* **DIRECTIONS FOR THIS TASK**:
Nothing but the lines from the one containing "dutow, line 72: What" through the one containing "rameshvs02: It was", both included, should be given again, each exactly as written below.

====== PROVIDED INFORMATION ======

PR #517, opened 2020-07-30
PXC-3364 : Make MTR workers configurable for param jobs

rameshvs02:
Issue : 
          Currently, PXC-57/80 MTR pipeline jobs do not have the option to set custom MTR workers

Solution:
          Added the following parameters to set custom MTR workers
          PARALLEL_RUN : This value is used for all test suites except for Galera specific suites.
          GALERA_PARALLEL_RUN : This value is used for the Galera specific test suites
          MTR_SUITES : mysql-test-run.pl suite names
          FULL_MTR : Run MTR suites based on variable MTR_SUITES if the value is `no`. Otherwise, the full MTR will be performed.

PXC-5.7 test run result: https://pxc.cd.percona.com/job/test-pxc-5.7-param
PXC-8.0 test run result: https://pxc.cd.percona.com/job/test-pxc-8.0-param
          
PS : Removed debian jessie from the OS list as it has reached EOL

### DIFF
--- a/pxc/docker/run-test57
+++ b/pxc/docker/run-test57
@@ -22,6 +22,10 @@ docker run --rm \
     export MTR_ARGS='${MTR_ARGS}'
     export MTR_REPEAT='${MTR_REPEAT}'
     export MTR_VAULT_TOKEN='${MTR_VAULT_TOKEN}'
+	export FULL_MTR='${FULL_MTR}'
+	export GALERA_PARALLEL_RUN='${GALERA_PARALLEL_RUN}'
+	export MTR_SUITES='${MTR_SUITES}'
+	export PARALLEL_RUN='${PARALLEL_RUN}'
 
     mkdir /tmp/results
     cp /tmp/pxc/results/*.tar.gz /tmp/results
--- a/pxc/docker/run-test57
+++ b/pxc/docker/run-test57
@@ -34,7 +34,7 @@ docker run --rm \
 
     mkdir /tmp/results/log
     rsync -a --prune-empty-dirs --include '*/' --include '*.err' --exclude '*' /tmp/results/PXC/mysql-test/var* /tmp/results/log
-    sudo tar -C /tmp/results/log -czf "pxc57-test-mtr_logs.tar.gz" var1 var2 var3 || true
+    sudo tar -C /tmp/results/log -czf "pxc57-test-mtr_logs.tar.gz" var1 var2 var3
 
     sudo mv ./pxc57-test-mtr_logs.tar.gz /tmp/pxc/results/
     sudo mv /tmp/results/*.xml /tmp/results/*.output  /tmp/pxc/results/
--- a/pxc/docker/run-test57
+++ b/pxc/docker/run-test57
@@ -34,7 +34,7 @@ docker run --rm \
 
     mkdir /tmp/results/log
     rsync -a --prune-empty-dirs --include '*/' --include '*.err' --exclude '*' /tmp/results/PXC/mysql-test/var* /tmp/results/log
-    sudo tar -C /tmp/results/log -czf "pxc57-test-mtr_logs.tar.gz" var1 var2 var3
+    sudo tar -C /tmp/results/log -czf "pxc57-test-mtr_logs.tar.gz" var1 var2 var3 || true
 
     sudo mv ./pxc57-test-mtr_logs.tar.gz /tmp/pxc/results/
     sudo mv /tmp/results/*.xml /tmp/results/*.output  /tmp/pxc/results/
--- a/pxc/docker/run-test57
+++ b/pxc/docker/run-test57
@@ -33,8 +33,8 @@ docker run --rm \
     bash -x /tmp/scripts/test-binary-pxc57 /tmp/results
 
     mkdir /tmp/results/log
-    rsync -a --prune-empty-dirs --include '*/' --include '*.err' --exclude '*' /tmp/results/PXC/mysql-test/var* /tmp/results/log
-    sudo tar -C /tmp/results/log -czf "pxc57-test-mtr_logs.tar.gz" var1 var2 var3 || true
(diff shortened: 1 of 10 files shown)


pxc/local/test-binary-pxc
```diff
@@ -96,17 +65,137 @@ if [[ "${DEFAULT_TESTING}" != "no" ]]; then
...
-        ${MTR_ARGS} \
-        --force \
-        --max-test-fail=0 \
-        --suite-timeout=9999 \
-        --testcase-timeout=${TESTCASE_TIMEOUT} \
-        | tee ${WORKDIR_ABS}/mtr.output || status=$?
-    process_mtr_output PXC "${WORKDIR_ABS}/mtr.output" "${WORKDIR_ABS}/junit.xml"
+    if [ ${FULL_MTR} == "no" ]; then
+        # galera suite
+        if echo "$MTR_SUITES" | grep -Ewq "galera"; then
```
dutow, line 70: This implementation will ignore any non default value (innodb, gr, x, main, ...) specified to the MTR_SUITES argument, which is a bad idea: as jenkins only report failures, this implies that the entire suite succeeded, while in truth it wasn't even ran.

Please make sure that anything specified by the user in these configuration values will be correctly used by the script.

rameshvs02: Updated MTR script to support non-default MTR suites. Custom configurations will be used correctly through MTR_ARGS.

pxc/docker/run-test57
```diff
@@ -22,15 +22,19 @@ docker run --rm \
     export MTR_ARGS='${MTR_ARGS}'
     export MTR_REPEAT='${MTR_REPEAT}'
     export MTR_VAULT_TOKEN='${MTR_VAULT_TOKEN}'
+	export FULL_MTR='${FULL_MTR}'
```
dutow, line 25: Please fix formatting issues: previous lines used 4 spaces for indentation, these now use tabs

pxc/docker/run-test57
```diff
@@ -22,15 +22,19 @@ docker run --rm \
...
     mkdir /tmp/results
     cp /tmp/pxc/results/*.tar.gz /tmp/results
 
     bash -x /tmp/scripts/test-binary-pxc57 /tmp/results
 
     mkdir /tmp/results/log
-    rsync -a --prune-empty-dirs --include '*/' --include '*.err' --exclude '*' /tmp/results/PXC/mysql-test/var /tmp/results/log
-    sudo tar -C /tmp/results/log -czf "pxc57-test-mtr_logs.tar.gz" var
+    rsync -a --prune-empty-dirs --include '*/' --include '*.err' --exclude '*' /tmp/results/PXC/mysql-test/mtr_var /tmp/results/log
+    sudo tar -C /tmp/results/log -czf "pxc57-test-mtr_logs.tar.gz" mtr_var || true
```
dutow, line 37: Why isn't it an error if we can't create an archive? Please add a comment about it, as it's not trivial

pxc/jenkins/pxc57-pipeline.groovy
```diff
@@ -23,7 +23,7 @@ pipeline {
             name: 'PXB24_BRANCH',
             trim: true)
         choice(
-            choices: 'centos:6\ncentos:7\ncentos:8\nubuntu:xenial\nubuntu:bionic\nubuntu:focal\ndebian:jessie\ndebian:stretch\ndebian:buster',
+            choices: 'centos:6\ncentos:7\ncentos:8\nubuntu:xenial\nubuntu:bionic\nubuntu:focal\ndebian:stretch\ndebian:buster',
```
dutow, line 26: This change (and a few similar, like pxb versions) is not related to the commit message. Are you sure we should include then in this PR?

pxc/local/test-binary-pxc
```diff
@@ -96,17 +65,58 @@ if [[ "${DEFAULT_TESTING}" != "no" ]]; then
...
-        --max-test-fail=0 \
-        --suite-timeout=9999 \
-        --testcase-timeout=${TESTCASE_TIMEOUT} \
-        | tee ${WORKDIR_ABS}/mtr.output || status=$?
-    process_mtr_output PXC "${WORKDIR_ABS}/mtr.output" "${WORKDIR_ABS}/junit.xml"
+    mkdir mtr_var
+    if [ ${FULL_MTR} == "no" ]; then
+        ARRAY_MTR_SUITES=($(echo $MTR_SUITES | sed 's/,/ /g'))
+        for suite in "${ARRAY_MTR_SUITES[@]}"; do
+	        if [[ "$suite" == *"galera"* ]]; then
```
dutow, line 72: What about galera_sr, galera_3nodes, galera_3nodes_sr, ... ?

dutow (commented):
I've added some minor comments.

Also, I still see one possible design issue with this: currently on 5.6 and 5.7, we already run the full mtr suite by default, and we plan to do the same for 8.0. And this diff won't help the galera suites in that configuration, only if we don't run the full mtr suite.
The default also looks to be the non full mtr, which is not what we want: by default we should run all suites, to ensure that we don't break anything.

pxc/docker/run-test57
rameshvs02: done

pxc/docker/run-test57
rameshvs02: It was added for testing purposes, removed `|| true` from archive creation.

pxc/jenkins/pxc57-pipeline.groovy
rameshvs02: Debian Jessie has reached EOL, so thought of removing it. I think we include this in the PR, will update the PR comment.

pxc/local/test-binary-pxc
rameshvs02: This condition will also work with other Galera suites.

dutow (approved):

======

* **REPLY**:
dutow, line 72: What about galera_sr, galera_3nodes, galera_3nodes_sr, ... ?

dutow (commented):
I've added some minor comments.

Also, I still see one possible design issue with this: currently on 5.6 and 5.7, we already run the full mtr suite by default, and we plan to do the same for 8.0. And this diff won't help the galera suites in that configuration, only if we don't run the full mtr suite.
The default also looks to be the non full mtr, which is not what we want: by default we should run all suites, to ensure that we don't break anything.

pxc/docker/run-test57
rameshvs02: done

pxc/docker/run-test57
rameshvs02: It was added for testing purposes, removed `|| true` from archive creation.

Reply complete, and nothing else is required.